Lab Exercise 16

Your Name: ..........
Today's Date: ..........
Section: 01 or 02

Antoni Gaudi

Many tourists are drawn to Barcelona to see Antoni Gaudi's incredible architecture.

Gaudi's non-conformity, already visible in his teenage years, coupled with his quiet but firm devotion to the church, made a unique foundation for his thoughts and ideas. His search for simplicity, based on his careful observations of nature are quite apparent in his work, from the Casa Mila and its ondulating balconies, to the Church of the Sacred Family and its organic, bulbous towers.

Barcelona celebrates the 150th anniversary of Gaudi's birth in 2002. There has never been a better time to visit this incredible city.

La Casa Mila

If you walk down Passeig de Gracia, in the heart of Barcelona, you pass by many an extraordinary building, from Domenec i Muntaner's Casa Lleo i Morera to Puig i Cadalfach's Casa Amatller. But there is perhaps nothing quite so striking as the huge but sinuous Casa Milà, designed by Barcelona's premier architect, Antoni Gaudi.

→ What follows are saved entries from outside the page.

Issue #1087, opened 2023-11-16
clamav\libclamav\libmspack.c -> mspack_fmap_open potential null pointer usage


RainRat:
I notice that mspack_fmap_open contains two

`memset(mspack_handle, 0, (sizeof(*mspack_handle)));`

One of which is before the check for a null pointer.

Potential fix:

Remove the memset before the check for null pointer.

PR #1099, opened 2023-11-24
Update libmspack.c

RainRat:
Remove redundant memset. See https://github.com/Cisco-Talos/clamav/issues/1087


micahsnyder (approved):
This change makes sense to me. Thanks for helping cleaning it up.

One of the things I love about Gaudi's work is that it was essentially useful. La Casa Mila is an apartment building and real people live there. (OK, rich people live there.) Originally built for Pere Mila and finished in 1912, apart from living quarters, it contains a parking garage, a beautiful interior courtyard, and an elegant rooftop terrace complete with sinks and clothes lines. A trip to the back balcony of the housewares store next door affords an intimate view, complete with hanging laundry, of the inner life of the Casa Mila.

Of course, the Casa Mila is not famous for its usefulness but for its mix of nature and architecture: its wrought-iron railings that resemble a tangle of branches and leaves, its ondulating balconies that remind one of the sea that ebbs and flows just a few blocks to the east, its towering smokestacks that resemble a collection of silent giants on the roof.

La Sagrada Familia

The complicatedly named and curiously unfinished masterpiece that is the Expiatory Temple of the Sacred Family is the most visited building in Barcelona. In it, Gaudi combines his vision of nature and architecture with his devotion to his faith. His focus on this project was so intense that he shunned all other projects, slept in an apartment at the work site surrounded by plans and drawings, and so completely ignored his dissheveled appearance that when, in 1926, he was struck by a streetcar in front of the church, he was mistaken for an indigent and brought to a hospital for the poor where he died soon thereafter.

The Sagrada Familia attracts even the non-religious to its doors in large part due to this tragic story and its still unfinished state, of which the everpresent scaffolding and cranes are permanent reminders. But there is something more. In the Sagrada Familia, Gaudi again brings nature and architecture together--the soaring spires look something like rising stalagmites in an underground cave--this time in reverance.